# How to describe a repeated measures GLMM?

In this experiment cows were fed with two different types of grass (Treatment) and we measured the weight gain over time, keeping track of the individual's ID. Sex of the individual was also taken into account. I used GLMM to analyze the data, using (1+Sampling | ID) to account for the repeated measure design.

Weight gain ~ Treatment * sex + Sampling + (1+Sampling | ID)

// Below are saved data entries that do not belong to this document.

PR #20, opened 2016-08-23
Tickets/dm 7270

parejkoj:
Renamed some tests to start with "test" and cleaned up some code clutter.


tests/testGetPackageDir.py
```diff
@@ -46,5 +47,5 @@ def setup_module(module):
     lsst.utils.tests.init()
 
 if __name__ == "__main__":
-    lsst.utils.tests.init()
+    setup_module(sys.modules[__name__])
```
timj: Other files in the stack do this so I have no problem with it happening here.

PR #21, opened 2016-09-06
DM-7137: utils raDecStr delimiters are untested and don't work

jmeyers314:
I added tests that use the delimiters, and fixed/pythonized/deduplicated the code.

### DIFF
--- a/src/RaDecStr.cc
+++ b/src/RaDecStr.cc
@@ -146,14 +146,18 @@ std::string ut::raDecDegToStr(double raDeg, double decDeg) {
 // Converting strings to numbers
 //
 
-double ut::raStrToRad(std::string raStr, std::string delimiter) {
-    return degToRad( raStrToDeg(raStr, delimiter) );
-}
-
-
-double ut::raStrToDeg(std::string raStr, std::string delimiter) {
-
-    //Regex the hours, minutes and seconds
+/**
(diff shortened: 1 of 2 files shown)


src/RaDecStr.cc
```diff
@@ -121,111 +121,93 @@ string ut::decDegToStr(double decDeg) {
...
 //
 // Converting strings to numbers
 //
 
-double ut::raStrToRad(std::string raStr, std::string delimiter) {
-    return degToRad( raStrToDeg(raStr) );
-}
-
+double sexagesimalStrToDecimal(std::string inStr, std::string delimiter) {
+    double hh_or_dd, mm, ss;
```
timj: why were these moved to the top of the function?

timj:
Do we understand why it wasn't working for me with non-standard delimiters?

src/RaDecStr.cc
jmeyers314: Good point.  I'll declare down below where they first get used.

jmeyers314:
>Do we understand why it wasn't working for me with non-standard delimiters?

I believe this was because the `boost::regex` object was initialized `static`, so it got set the first time through the function to use ':' as the delimiter (in the earlier tests), then ignored any request for a different delimiter when returning to the function in your new test.

PR #26, opened 2017-02-01
DM-8805: utilities for pybind11 wrappers

TallJimbo:
This branch adds two major pieces of utility code to aid in wrapping C++ code in downstream packages:
 - a pair of decorators for adding new attributes to existing (presumably wrapped classes)
 - a metaclass in the spirit of `collections.ABCMeta` that helps to tie together different instantiations of the same wrapped template.

While the former is really just about code readability for supplemental wrapper code, the latter provides new more Python (and backwards compatible) interfaces for the classes wrapped with it.

### DIFF
--- a/include/lsst/utils/pybind11.h
+++ b/include/lsst/utils/pybind11.h
@@ -53,7 +53,7 @@ This is wrapped as follows for `lsst::afw::table::BaseRecord`, where `cls` is an
 
     utils::addSharedPtrEquality<BaseRecord>(cls);
 
-Note that all record sublasses inherit this behavior without needing to call this function.
+Note that all record subclasses inherit this behavior without needing to call this function.
 */
 template<typename T, typename PyClass>
 inline void addSharedPtrEquality(PyClass & cls) {
--- a/python/lsst/utils/wrappers.py
+++ b/python/lsst/utils/wrappers.py
@@ -25,12 +25,9 @@ def isAttributeSafeToTransfer(name, value):
     classes, leaving only those explicitly defined in a class decorated by
     `continueClass` or registered with an instance of `TemplateMeta`.
     """
-    if name.startswith("__"):
-        if (value is not getattr(object, name, None) and
-                name not in INTRINSIC_SPECIAL_ATTRIBUTES):
-            return True
-        else:
-            return False
+    if name.startswith("__") and (value is getattr(object, name, None) or
+                                  name in INTRINSIC_SPECIAL_ATTRIBUTES):
+        return False
     return True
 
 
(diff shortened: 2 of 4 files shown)


python/lsst/utils/wrappers.py
```diff
@@ -0,0 +1,298 @@
...
+        import numpy as np
+        from ._image import ImageF, ImageD
+
+        class Image(metaclass=TemplateMeta):
+            pass
+
+        Image.register(np.float32, ImageF)
+        Image.register(np.float64, ImageD)
+        Image.alias("F", ImageF)
+        Image.alias("D", ImageD)
```
pschella: How will this work for classes that are templated on more than one type?

pschella: The answer probably is: "it doesn't". But in that case we might want to be able to just register without a `dtype`, and just have the common ABC functionality.

pschella: Don't know if that is common enough to worry about though.

python/lsst/utils/wrappers.py
```diff
@@ -0,0 +1,298 @@
...
+        return type.__new__(cls, name, bases, attrs)
+
+    def __call__(self, *args, **kwds):
+        # __call__ is invoked when someone tries to construct an instance of
+        # the abstract base class.  We look a dtype kwarg and use that to
+        # look up which derived class to construct, then forward all the
+        # remaining arguments to that constructor.
+        dtype = kwds.pop("dtype", None)
+        if dtype is None:
+            raise TypeError("A dtype keyword argument must be provided.")
```
pschella: Do you want to enable a default dtype to be registered? Like in numpy.

python/lsst/utils/wrappers.py
```diff
@@ -0,0 +1,298 @@
...
+        attributes will thus *replace* existing attributes in those classes
+        with the same name, and subclasses cannot delegate to base class
+        implementations of these methods.
+
+    Finally, abstract base classes that use ``TemplateMeta`` define a dict-
+    like interface for accessing their registered subclasses, providing
+    something like the C++ syntax for templates::
+
+        Image[np.float32] -> ImageF
+        Image["D"] -> ImageD
```
pschella: This still feels a bit like exposing too much internal stuff to the users. But I'm not sure what else to do either.

tests/testWrappers.py
```diff
@@ -0,0 +1,239 @@
...
+        self.Base.register(np.float64, self.DerivedD)
+
+    def alias(self):
+        self.Base.alias("F", self.DerivedF)
+        self.Base.alias("D", self.DerivedD)
+
+    def testCorrectRegistration(self):
+        self.register()
+        self.assertEqual(self.DerivedF.dtype, np.float32)
+        self.assertEqual(self.DerivedD.dtype, np.float64)
```
pschella: What happens if Derived already has a `dtype`? Will it clash?

tests/testWrappers.py
```diff
@@ -0,0 +1,239 @@
...
+            def property1(self):
+                return False
+
+        class DerivedF:
+            pass
+
+        class DerivedD:
+            pass
+
+        self.Base = Base
```
pschella: Not really a base class right? Perhaps better name them: `Example`, `ExampleF` and `ExampleD`.

python/lsst/utils/wrappers.py
TallJimbo: I was actually thinking it'd just work if we used tuples as dtype keys, though some of the analogies with numpy would obviously fall apart. It might be good to add that to the tests to see if I'm right about that.

python/lsst/utils/wrappers.py
TallJimbo: This is actually the one part of this I'm afraid we need to keep for backwards compatibility (at least if we're going to use these ABCs in the places we were using dicts before).  But I have no objection to phasing them out later, especially if we provide some other (less public) way to do these lookups.

tests/testWrappers.py
TallJimbo: Well, the `collections` builtin module would call this an abstract base class, even though it isn't a true base class.  But I think that your change is worth making anyway to make the tests look more like real-world usage would (while tests shouldn't have to serve as docs, it's not a bad thing to make them better at it if it doesn't hurt anything else).

python/lsst/utils/wrappers.py
TallJimbo: Do you have a strong opinion? I don't - I could imagine it being useful, but I don't have a specific template class in mind for that, and I could also see it being abused.

tests/testWrappers.py
TallJimbo: I think it will silently overwrite it, unless it's a property that isn't settable.  I'm thinking an exception may be better.

python/lsst/utils/wrappers.py
TallJimbo: While trying to use this with afw, I've realized it'd be nice to be able to use a variable other than `dtype`, and possibly split any tuple keys into multiple attributes (e.g. `dtype` and `dimensions`); it's a bit weird using `dtype` when the key is an integer.

TallJimbo:
I've just added a number of commits to improve support for template with multiple parameters and parameters that aren't conceptually a "dtype".  I also fixed line length issues.  Please don't worry too much about commit-separation here; I plan to squash a lot later, and have separated my commits with that in mind.

python/lsst/utils/wrappers.py
TallJimbo: I've found a use case: I think it'd be nice for `Point(4, 3, dtype=float)` to work without an explicit `dimensions=2` argument as well, so I've just added support for this.

python/lsst/utils/wrappers.py
pschella: Indeed.

python/lsst/utils/wrappers.py
pschella: Fair enough.

pschella:
Please also rebase onto latest DM-8467 branch.

include/lsst/utils/pybind11.h
```diff
@@ -0,0 +1,119 @@
...
+
+Example:
+
+lsst::afw::table records are considered equal if two `std::shared_ptr<record>` point to the same record.
+This is wrapped as follows for `lsst::afw::table::BaseRecord`, where `cls` is an instance of
+`py::class_<BaseRecord, std::shared_ptr<BaseRecord>>)`:
+
+    utils::addSharedPtrEquality<BaseRecord>(cls);
+
+Note that all record sublasses inherit this behavior without needing to call this function.
```
natelust: subclasses*

include/lsst/utils/pybind11.h
```diff
@@ -0,0 +1,119 @@
...
+
+#include "lsst/pex/exceptions.h"
+
+namespace py = pybind11;
+
+namespace lsst {
+namespace utils {
+
+/**
+Add `__eq__` and `__ne__` methods based on two std::shared_ptr<T> pointing to the same address
```
natelust: Its a shame we cannot overload is and is not

python/lsst/utils/wrappers.py
```diff
@@ -0,0 +1,363 @@
...
+
+def isAttributeSafeToTransfer(name, value):
+    """Return True if an attribute is safe to monkeypatch-transfer to another
+    class.
+
+    This rejects special methods that are defined automatically for all
+    classes, leaving only those explicitly defined in a class decorated by
+    `continueClass` or registered with an instance of `TemplateMeta`.
+    """
+    if name.startswith("__"):
```
natelust: why not make this:
if name.startswith("__") and (value is getattr(object, name, None) or name in 
    INTRINSIC_SPECIAL_ATTRIBUTES):
        return False
return True

natelust: Please excuse the poor formatting, it got lost in the comment, I hope you get the meaning

TallJimbo: I found this a bit easier to read,(it avoided the wrapped if statement once up on a time, which I tend to find very hard to follow in any language).  But since it doesn't avoid it anymore, and it just made you ask why I did it, it should probably go back.

python/lsst/utils/wrappers.py
```diff
@@ -0,0 +1,363 @@
...
+
+    Standard decorators like ``classmethod``, ``staticmethod``, and
+    ``property`` may be used *after* this decorator.  Custom decorators
+    may only be used if they return an object with a ``__name__`` attribute
+    or the ``name`` optional argument is provided.
+    """
+    def decorate(func):
+        # Using 'name' instead of 'name1' breaks the closure because
+        # assignment signals a strictly local variable.
+        name1 = name
```
natelust: This is another place it is a shame we are not on python3, where you could use the nonlocal keyword to indicate you wanted to operate on the closure variable name. Just as a note in case you prefer this alternative syntax, you can do nonlocal attribute assignment so dectorate.name = name. It really does not make any difference, just a way kinda keep the same name.

python/lsst/utils/wrappers.py
```diff
@@ -0,0 +1,363 @@
...
+        if name1 is None:
```
natelust: for more readability and self documenting concider changing the if statements to
if callable(func):
    name1 = func.__name__
elif isintance(func, classmethod) or isinstance(func, staticmethod):
    name1 = func.__func__.__name__
elif isinstance(func, property):
    name1 = func.fget.__name__
else:
    raise ValueError(....)

python/lsst/utils/wrappers.py
TallJimbo: Just for my own education, are you saying I could use `decorate.name = name` to define a local variable within the body of `decorate`, even in Python 2?  I'm not sure I like that better in this case, but it would be something I didn't know was possible.

python/lsst/utils/wrappers.py
TallJimbo: Will `callable(<classmethod instance>)` actually return False?  It's still a callable.

python/lsst/utils/wrappers.py
```diff
@@ -0,0 +1,363 @@
...
+
+    C++ template classes are most easily wrapped with a separate Python class
+    for each template type, which results in an unnatural Python interface.
+    TemplateMeta provides a thin layer that connects these Python classes by
+    giving them a common base class and acting as a factory to construct them
+    in a consistent way.
+
+    To use, simply create a new class with the name of the template class, and
+    use ``TemplateMeta`` as its metaclass, and then call ``register`` on each
+    of its subclasses.  Additional type keys for existing classes can be added
```
natelust: You have not mentioned the concept of typekeys yet in this documentation, so the use of the word additional may be confusing to users. Please clarify this concept, perhaps by expanding on what register does and expects. Also, you mention these additional type keys can be created for existing classes. Does this mean they already have to be registered with the class, or simply be declared in python. This is not clear from your wording or example.

python/lsst/utils/wrappers.py
TallJimbo: And I didn't use `isinstance` because I wanted to leave some room for custom descriptors, though admittedly they'd have to work a lot like the builtins to have a chance.

python/lsst/utils/wrappers.py
```diff
@@ -0,0 +1,363 @@
...
+    the type keys::
+
+        img = Image(52, 64, dtype=np.float32)
+
+    This simply forwards additional positional and keyword arguments to the
+    wrapped template class's constructor.
+
+    The choice of "dtype" as the name of the template parameter is also
+    configurable, and in fact multiple template parameters are also supported,
+    by setting a ``TEMPLATE_PARAMS`` class attribute to a tuple containing the
```
natelust: Please add the text " class attribute on the abc" to clarify where the user should add this attribute. I.e. having an abc, instance class, and meta class makes the word class a bit overloaded.

python/lsst/utils/wrappers.py
natelust: I agree with Pim's concerns, but also Jim's comment. I wanted to comment to make sure that this does not get lost, and that work is planned for this. I would support some sort of factory method or somethings, just to make it feel more pythonic.

python/lsst/utils/wrappers.py
```diff
@@ -0,0 +1,363 @@
...
+        if subclass in self._registry:
+            return True
+        for v in self._registry.values():
+            if issubclass(subclass, v):
+                return True
+        return False
+
+    def __instancecheck__(self, instance):
+        # Special method hook for the isinstance built-in: we return
+        # true for an instance any registered type or true subclass thereof.
```
natelust: The wording does not make sense in this line

python/lsst/utils/wrappers.py
```diff
@@ -0,0 +1,363 @@
...
+        attrs["_inherited"] = {k: v for k, v in attrs.items()
+                               if isAttributeSafeToTransfer(k, v)}
+        # The special "TEMPLATE_PARAMS" class attribute, if defined, contains
+        # names of the template parameters, which we use to set those
+        # attributes on registered subclasses and intercept arguments to the
+        # constructor.  This line removes it from the dict of things that
+        # should be inherited while setting a default of 'dtype' if it's not
+        # defined.
+        attrs["TEMPLATE_PARAMS"] = \
+            attrs["_inherited"].pop("TEMPLATE_PARAMS", ("dtype",))
```
natelust: you should check to make sure someone did not define a zero length tuple in TEMPLATE_PARAMS, and give a useful help message if they did. Otherwise construction will succeed, but__call__ will fail

python/lsst/utils/wrappers.py
```diff
@@ -0,0 +1,363 @@
...
+        attrs["TEMPLATE_DEFAULTS"] = \
+            attrs["_inherited"].pop("TEMPLATE_DEFAULTS",
+                                    (None,)*len(attrs["TEMPLATE_PARAMS"]))
```
natelust: you should verify that TEMPLATE_DEFAULTS is the same length as TEMPLATE_PARAMS, otherwise if TEMPLATE_DEFAULTS is shorter some of the TEMPLATE_PARAMS may get skipped in the __call__ method as zip will stop at the shortest iterator.

python/lsst/utils/wrappers.py
```diff
@@ -0,0 +1,363 @@
...
+
+        Register may only be called once for a given key or a given subclass.
+        """
+        if subclass in self._registry.values():
+            raise ValueError(
+                "This subclass has already registered with another key; "
+                "use alias() instead."
+            )
+        if self._registry.setdefault(key, subclass) != subclass:
+            if len(self.TEMPLATE_PARAMS):
```
natelust: Did you mean to check if len(self.TEMPLATE_PARAMS) == 1

python/lsst/utils/wrappers.py
```diff
@@ -0,0 +1,363 @@
...
+                d = {self.TEMPLATE_PARAMS[0]: key}
+            else:
+                d = {k: v for k, v in zip(self.TEMPLATE_PARAMS, key)}
+            raise KeyError(
+                "Another subclass is already registered with {}".format(d)
+            )
+
+        def setattrSafe(name, value):
+            if hasattr(subclass, name):
```
natelust: if you store the getattr to a local variable below this line, you can then use the local variable in the if statement and in the ValueError, potentially saving one lookup and possibly making the format line short enough to fit on one one line and look better formatted.

python/lsst/utils/wrappers.py
```diff
@@ -0,0 +1,363 @@
...
+                if not getattr(subclass, name) == value:
+                    raise ValueError(
+                        ("subclass already has a '{}' attribute with "
```
natelust: why is the string in a () before the .format it is just extra un-needed characters. Also of note, you could separate the declaration of the string from the ValueError and format call for nicer line breaks if you wish

python/lsst/utils/wrappers.py
```diff
@@ -0,0 +1,363 @@
...
+                    )
+            else:
+                setattr(subclass, name, value)
+
+        if len(self.TEMPLATE_PARAMS) == 1:
+            setattrSafe(self.TEMPLATE_PARAMS[0], key)
+        elif len(self.TEMPLATE_PARAMS) == len(key):
+            for p, k in zip(self.TEMPLATE_PARAMS, key):
+                setattrSafe(p, k)
+        else:
```
natelust: If there is only one template parameter, the length of the key is never checked to be length one, and the below error message will not trigger. This may lead to a confusing error message for the user

python/lsst/utils/wrappers.py
```diff
@@ -0,0 +1,363 @@
...
+            )
+
+        for name, attr in self._inherited.items():
+            setattr(subclass, name, attr)
+
+    def alias(self, key, subclass):
+        """Add an alias that allows an existing subclass to be accessed with a
+        different key.
+        """
+        old = tuple(getattr(subclass, p, None) for p in self.TEMPLATE_PARAMS)
```
natelust: This is a silly point, but consider using a name other than old. Old might convey the idea that something new is to come along and replace it. Maybe something like existingKey? This is not something I require, just something to think about

tests/testWrappers.py
```diff
@@ -0,0 +1,386 @@
...
+    def testAliases(self):
+        self.register()
+        self.alias()
+        self.assertEqual(self.ExampleF.dtype, np.float32)
+        self.assertEqual(self.ExampleD.dtype, np.float64)
+        self.assertIn("F", self.Example)
+        self.assertIn("D", self.Example)
+        self.assertEqual(self.Example["F"], self.ExampleF)
+        self.assertEqual(self.Example["D"], self.ExampleD)
+
```
natelust: just to be pedantic it would be nice to see a comparison to the returns from the registered lookups

tests/testWrappers.py
```diff
@@ -0,0 +1,386 @@
...
+        d = self.ExampleD()
+        self.assertIsInstance(f, self.Example)
+        self.assertIsInstance(d, self.Example)
+        self.assertEqual(set(self.Example.__subclasses__()), set([self.ExampleF, self.ExampleD]))
+
+    def testConstruction(self):
+        self.register()
+        f = self.Example(dtype=np.float32)
+        self.assertIsInstance(f, self.Example)
+        self.assertIsInstance(f, self.ExampleF)
```
natelust: for completeness can you test that f is not self.ExampleD

python/lsst/utils/wrappers.py
```diff
@@ -0,0 +1,363 @@
...
+            raise ValueError(
+                "key must have {} elements (one for each of {})".format(
+                    len(self.TEMPLATE_PARAMS), self.TEMPLATE_PARAMS
+                )
+            )
+
+        for name, attr in self._inherited.items():
+            setattr(subclass, name, attr)
+
+    def alias(self, key, subclass):
```
natelust: This function will allow a key to be reassigned to a new subclass, is this the behavior we want? What if someone unknowingly re-aliases a subclass, and that breaks other code. Would it be better that the key not be in use and have a key clearing mechanism if you want to be able to reassign a key? or just a reassign method?

tests/testWrappers.py
```diff
@@ -0,0 +1,386 @@
...
+        with self.assertRaises(TypeError):
+            for x in self.ExampleF:
+                pass
+
+    def testAliasUnregistered(self):
+        with self.assertRaises(ValueError):
+            self.Example.alias("F", self.ExampleF)
+        self.assertEqual(len(self.Example), 0)
+        with self.assertRaises(ValueError):
+            self.ExampleF.dtype = "D"
```
natelust: I'm not sure what the point of setting this value is, wont this fail at like 324 just like the assertRaises above?

tests/testWrappers.py
```diff
@@ -0,0 +1,386 @@
...
+        self.assertEqual(len(self.Example), 2)
+        self.assertEqual(set(iter(self.Example)), set([np.float32, np.float64]))
+        self.assertEqual(self.Example.get(np.float64), self.ExampleD)
+        self.assertEqual(self.Example.get(np.int32, False), False)
+
+    def testNoInheritedDictBehavior(self):
+        self.register()
+        f = self.ExampleF()
+        with self.assertRaises(TypeError):
+            len(f)
```
natelust: on python2 for me this line fails the unit test because it raises AttributeError: ExampleF instance has no attribute '__len__' and not a TypeError

tests/testWrappers.py
```diff
@@ -0,0 +1,386 @@
...
+
+    @property
+    def property1(self):
+        return False
+
+
+class DecoratorsTestCase(lsst.utils.tests.TestCase):
+
+    def setUp(self):
+        @lsst.utils.continueClass
```
natelust: you should explicitly import lsst.utils

python/lsst/utils/wrappers.py
```diff
@@ -0,0 +1,363 @@
...
+        # __call__ is invoked when someone tries to construct an instance of
+        # the abstract base class.
+        # If the ABC defines a "TEMPLATE_PARAMS" attribute, we use those strings
+        # as the kwargs we should intercept to find the right type.
+        key = tuple(kwds.pop(p, d) for p, d in zip(self.TEMPLATE_PARAMS,
+                                                   self.TEMPLATE_DEFAULTS))
+        if len(key) == 1:
+            # indices are only tuples if there are multiple elements
+            key = key[0]
+        cls = self._registry.get(key, None)
```
natelust: Ok, this is a subtle behavior, but I will to my best to describe the issue. None is hashable, and can be used as a key in a dictionary. As this code is written it is possible to register (or alias) None to a subclass type, i.e. 
```
Example.register(None, ExampleN)
```
If this is done, then it would be possible in code to do
```
inst = Example()
```
If the TEMPLATE_DEFAULTS has a None state, then the default tuple created would be None. Line 234 would then look up the type registered or aliased to None and construct that. This may be useful as a default constructor option, but in the code snippet above inst would be of the registered type and not what it would appear to be, an instance of the abc. This comment is just to bring up the discussion if we want to allow None such to set a default type, or if we want to filter out None from being a valid key in register and alias.

natelust:
```
In [1]: from future.utils import with_metaclass

In [2]: import lsst.utils

In [3]: class BaseFoo(with_metaclass(lsst.utils.TemplateMeta, object)):
   ...:     def method1(self):
   ...:         return self
   ...:     

In [4]: class FooF:
   ...:     pass
   ...: 

In [5]: import numpy as np

In [6]: BaseFoo.register(np.float32, FooF)

In [7]: BaseFoo(dtype=np.float32)
Out[7]: <__main__.FooF instance at 0x7f24423b8ea8>

In [8]: class FooN:
   ...:     pass
   ...: 

In [9]: BaseFoo.register(None, FooN)

In [10]: BaseFoo()
Out[10]: <__main__.FooN instance at 0x7f2442400830>
```

natelust: If this was intended behavior, well then ignore the discussion

tests/testWrappers.py
```diff
@@ -0,0 +1,386 @@
...
+        self.assertIsInstance(d, self.Example)
+        self.assertEqual(set(self.Example.__subclasses__()), set([self.ExampleF, self.ExampleD]))
+
+    def testConstruction(self):
+        self.register()
+        f = self.Example(dtype=np.float32)
+        self.assertIsInstance(f, self.Example)
+        self.assertIsInstance(f, self.ExampleF)
+        with self.assertRaises(TypeError):
+            self.Example()
```
natelust: As noted above this will not always fail, if a type has been registered with None, and defaults are set to None for TEMPLATE_PARAMS, then this will construct whatever is registered to None.

python/lsst/utils/wrappers.py
TallJimbo: Good catch.  I'm inclined to check for `None` in `register` and disallow it there, but allow it in `alias`, as a way to effectively set a default `dtype` (something @pschella asked about previously).  I'll also add another method to explicitly set the default that will delegate to calling `alias` with `None`, as making that the preferred interface for that would be confusing.

natelust: Also to note, this could happen anytime the defaults are set to something that is already registered with the abc. if BaseFoo.register((1,2,3), ExampleFoo) and TEMPLATE_DEFAULTS were 1,2,3, then BaseFoo() would resolve to ExampleFoo, however I think this maybe a more obvious thing.

python/lsst/utils/wrappers.py
TallJimbo: The parentheses were to make the multi-line string concatenation more explicit, but I've taken your suggestion and moved the declaration of the string to a separate line anyway.

python/lsst/utils/wrappers.py
TallJimbo: If there is only one template parameter, the key should not be a length-one tuple; it should just be whatever object is a key.  Because we don't know what kind of object it is (and it could be something like a `str` that defines `__len__`), I think any attempt to improve that error message could backfire.

python/lsst/utils/wrappers.py
TallJimbo: I've disabled aliasing with an existing key.

tests/testWrappers.py
TallJimbo: Switched to `Exception`, with a comment explaining why.

tests/testWrappers.py
TallJimbo: It was a relic of previous implementation.  I've removed this test.

tests/testWrappers.py
TallJimbo: Fixed to check for `Exception` instead, with a comment explaining why.

python/lsst/utils/wrappers.py
TallJimbo: I decided to disallow `None` in both `register` and `alias`. There's already a way to set defaults, and we don't need another.

python/lsst/utils/wrappers.py
natelust: Well in the body of the function you would have to refer to decorate.name to get at the variable. It is just attaching something to the instance of the function

python/lsst/utils/wrappers.py
natelust: interestingly, a classmethod that is already attached to a class will return true in callable, a free class/static method function that is to be monkey patched in later will not.

TallJimbo: Ah, that's because trying to get a `classmethod` that's attached to a class with `getattr` will invoke magic that returns a bound method object instead of the `classmethod` itself (`classmethod` is a rare descriptor that also does magic when you access it on a class).  This is also why I had use `__dict__` to get some attributes in `continueClass`.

My question is, how do you describe in a paper the random effect that accounts for the repeated measures? So far I have: "treatment, sex and sampling were included as fixed effects, as well as the interaction term between treatment and sex. Sampling and the individual's ID were included as random effects". But I think that last part is not accurate.

Thanks

• Can you say more about sampling? I assume these are the time points when you measured weight. How many time points? Do you treat sampling as discrete or continuous? Were all cows measured at the same time points after starting the experiment? Also, what exactly is the outcome variable? The weight or difference in weight between consecutive measurements? Did you measure weight before the experiment started? Sep 7, 2023 at 18:30
• @dipetkov Correct, sampling is the time points when cows were weighted, which happened every 2 weeks for 6 months. The variable is treated as continuous. All cows were weighted at the beginning of the experiment and they were all weighted at the same time during every sampling event. The response variable is the cumulative gain in weight since the beginning of the experiment. Sep 7, 2023 at 18:49
• It seems to me the random slope assumption is strong, esp. if the cows were adult cows. You have 12 measurements per cow and assume the relationship with time is linear. Why did you include the random slope? Have you made plots of the average/individual growth to evaluate this choice? Sep 7, 2023 at 19:04

Weight gain ~ Treatment * sex + Sampling + (1+Sampling | ID)

Something like: "Treatment, sex and Sampling were included as fixed effects, as well as the interaction term between Treatment and sex. Random intercepts were fitted for ID and random slopes were fitted for Sampling"
I would also suggest looking into the the comments by @dipetkov about fitting random slopes for Sampling (that should be a new question).